Все разом заговорили, появились Зина и Таня, которые тут же потащили смущенного парня в комнату. С него стащили куртку, промокшие насквозь туфли, а Филатов, с плеч которого впервые за все это время свалилась огромная гора, с трудом удерживался, чтобы с ходу не засыпать Костю миллионом вопросов.
— Петрович, давай сухое белье, которое я позавчера стирала, и одежку! Смотрите, он же насквозь мокрый! — хлопотала Татьяна, которая, само собой, вслушивалась из своей боковушки в каждое слово, произнесенное Филатовым, и поняла, что это и есть тот самый три раза исчезавший и наконец чудом появившийся Костя.
Пак, снова принявший невозмутимый вид, сидел на диване, похожий на Будду, невесть каким макаром занесенного в подмосковную деревенскую хату. Зина, глаза у которой блестели в предвкушении Пулитцеровской премии за лучшую публикацию года, копалась в сумке. Наконец она извлекла маленькую цифровую фотокамеру и приготовилась снимать.

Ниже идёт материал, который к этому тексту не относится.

Issue #141, opened 2021-04-05
GCloud statement


henriqueribeiro:
### Affected module(s) or script(s)
- MakeBincovMatrix

### Affected version(s)
- [x] Latest public release version [version?]
- [ ] Latest master branch as of [date of test?]

### Description 
Is this line needed in the task?
https://github.com/broadinstitute/gatk-sv/blob/b8dbf083895c0623227050bda7d26b26e54fba5b/wdl/MakeBincovMatrix.wdl#L263

I'm using the AWS backend and, as expected, it fails at this line.

jingydz:
I've had this problem before, but just delete the sentence and it will work.

mwalker174:
We still use this command in a few places, most notably CramToBam (work around by enabling requester pays option). Closing, however, since do not have plans at this time to support AWS.

PR #152, opened 2021-04-23
Remove GCS authentication from ZPaste in MakeBincovMatrix

mwalker174:
Addresses #141.


cwhelan (approved):
Good call to remove the unnecessary GCS authorization -- did you mean to include the runtime attribute adjustments in CleanVcf4, or do those go with another PR you're working on?

PR #155, opened 2021-04-26
integrate Xuefang's CramToBam ReviseBase and annotation changes

epiercehoffman:
### Updates
* add option to perform ReviseBase task during CramToBam in Module00a
* optimize default resources for CramToBam ReviseBase version
* fix SplitCramToBamRequesterPays by localizing cram index
* add new required Module08 inputs to Module08 and single-sample JSON templates

### Testing
* Tested `Module00aBatch` workflow with two samples using revise base option, with and without requester pays mode
* Optimized resources after testing
* Validated all JSONs and WDLs


mwalker174 (approved):
Thanks @epiercehoffman, this all looks good. We should rewrite `ReviseBaseInBam` at some point - perhaps using GATK.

— Спрячь, — твердо сказал Филатов. — Мало ли к кому снимки попадут!
— Юра, я карту памяти от аппарата здесь спрячу так, что никто не найдет, она же крохотная, а когда все закончится, тогда и заберу, — заканючила журналистка. — Это же безопасно!
— Ну ладно, — подумав, согласился Филатов. — Два-три снимка и так, чтобы в кадре, кроме Костиного, лиц не было. Только спины. Да и в статье нас другими именами назовешь.

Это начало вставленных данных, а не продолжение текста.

PR #158, opened 2021-05-03
Add Dockerfile for ExpansionHunter Denovo.

VJalili:
This PR adds a Dockerfile for [ExpansionHunter Denovo](https://github.com/Illumina/ExpansionHunterDenovo). The resulting image is of size `13.9MB` and you may test it as it follows. 

```
$ docker build --no-cache -t ehdn .
$ docker run -it ehdn ExpansionHunterDenovo profile --help
Usage: ExpansionHunterDenovo profile [options]

Available options:
  --help                      Print help message
  --reads arg                 BAM or CRAM file with aligned reads
  --reference arg             FASTA file with reference assembly
  --output-prefix arg         Prefix for the output files
  --min-unit-len arg (=2)     Shortest repeat unit to consider
  --max-unit-len arg (=20)    Longest repeat unit to consider
  --min-anchor-mapq arg (=50) Minimum MAPQ of an anchor read
  --max-irr-mapq arg (=40)    Maximum MAPQ of an in-repeat read
  --log-reads                 Log informative reads
```

Note that at the build time, the latest version of `ExpansionHunter Devono` is pulled from its Github release, and successful builds using future releases depend on if the maintainers are persistent with their currently used norms: (1) a release is distributed in `.tar.gz`; and (2) binaries are stored under `bin` directory. We can define both the archive type and binary directory as arguments, however, for the archive type, in particular, we may need to alternate between different archive extraction programs depending on the archive type.

### DIFF
--- a/dockerfiles/expansion-hunter-denovo/Dockerfile
+++ b/dockerfiles/expansion-hunter-denovo/Dockerfile
@@ -1,10 +1,6 @@
 FROM alpine:latest
 RUN apk --no-cache add curl && \
-    curl -s https://api.github.com/repos/Illumina/ExpansionHunterDenovo/releases/latest \
-    | grep "browser_download_url.*.tar.gz" \
-    | cut -d : -f 2,3 \
-    | tr -d \" \
-    | xargs wget && \
+    wget https://github.com/Illumina/ExpansionHunterDenovo/releases/download/v0.9.0/ExpansionHunterDenovo-v0.9.0-linux_x86_64.tar.gz && \
     mkdir ehdn_extract && \
     tar -xf *.tar.gz --strip-components=1 -C ehdn_extract && \
     rm -rf *.tar.gz && \
--- a/dockerfiles/expansion-hunter-denovo/Dockerfile
+++ b/dockerfiles/expansion-hunter-denovo/Dockerfile
@@ -1,0 +1,14 @@
+FROM alpine:latest
+RUN apk --no-cache add curl && \
+    curl -s https://api.github.com/repos/Illumina/ExpansionHunterDenovo/releases/latest \
+    | grep "browser_download_url.*.tar.gz" \
+    | cut -d : -f 2,3 \
+    | tr -d \" \
+    | xargs wget && \
+    mkdir ehdn_extract && \
+    tar -xf *.tar.gz --strip-components=1 -C ehdn_extract && \
+    rm -rf *.tar.gz && \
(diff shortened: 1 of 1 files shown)


mwalker174 (commented):
Thanks @VJalili this is looking great. Can you peg the release to the current version? Sometimes tool authors introduce updates that cause issues (new bugs, performance decreases, format changes, etc.). 

Then you can simply curl a hard-coded url ie `https://github.com/Illumina/ExpansionHunterDenovo/releases/download/v0.9.0/ExpansionHunterDenovo-v0.9.0-linux_x86_64.tar.gz`

Also did you test running on a BAM/CRAM? Just to be sure there aren't any errors due to the environment.

It looks like there are some python scripts for case/control and outlier analysis, but we should leave that for later if we need them (python would just bloat the docker).

VJalili:
@mwalker174 Thanks for the review. 

> Can you peg the release to the current version? Sometimes tool authors introduce updates that cause issues (new bugs, performance decreases, format changes, etc.).

Certainly, I pinned the version of `ExpansionHunterDenovo` to its current latest version.

> Also did you test running on a BAM/CRAM? Just to be sure there aren't any errors due to the environment.

I had tested on some sample data; however, for a reproducible test, I add `docker-compose.test.yml` (xref: https://github.com/broadinstitute/gatk-sv/pull/158/commits/6ac6307bc583184939dc32b668872f488c8f308e) that you may use it as: 

```
docker-compose -f docker-compose.test.yml run --rm sut
```

This is build following [this guide](https://docs.docker.com/docker-hub/builds/automated-testing/) with possible automated testing in mind, and we can remove the commit if it is introducing too much overhead. 

> It looks like there are some python scripts for case/control and outlier analysis, but we should leave that for later if we need them (python would just bloat the docker).

Yes, that is correct. I was considering only using [`ExpansionHunterDenovo`](https://github.com/Illumina/ExpansionHunterDenovo/blob/master/documentation/05_Computing_profiles.md), but certainly, there are more (such as [this](https://github.com/Illumina/ExpansionHunterDenovo/blob/master/documentation/07_Case_control_analysis.md)).

mwalker174 (approved):
Looks good! As we discussed over DM, we should definitely consider using docker tests in the future, but we should hold off on that until we decide on a testing framework. Feel free to merge after reverting the test commit.

VJalili:
@mwalker174 Agree, we can test on the testing framework as a separate PR.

— Это как всегда, — радостно согласилась Зина и принялась выбирать ракурс съемки.
Наконец парнишке выдали новую одежду и отправили в боковушку переодеваться. Пока он приводил себя в порядок, до сих пор пребывающий в обалдевшем состоянии Петрович наполнил стаканы, первым опрокинул в себя не менее чем шестидесятиградусный самогон и захрустел соленым огурцом.
— За возвращение Кости! — сказал Филатов и вместе с атаманом, Паком и Зиной последовал примеру своего бывшего бригадира.
— А мне? — протянула пустой стакан Татьяна.
— Мала еще, — буркнул Петрович, но, встретившись взглядом с Филатовым, плеснул ей на два пальца первача. Девушка выпила, сморщилась, замахала перед лицом руками и, схватив со стола первую попавшуюся закуску — необлупленное вареное яйцо — начала запихивать ее в рот. Раздался хруст, все дружно засмеялись над незадачливой «выпивохой», отпуская замечания по поводу стоявшей с открытым ртом Тани, на губе которой приклеился кусочек яичной скорлупы. Наконец она и сама прыснула, прикрыв рот ладошкой.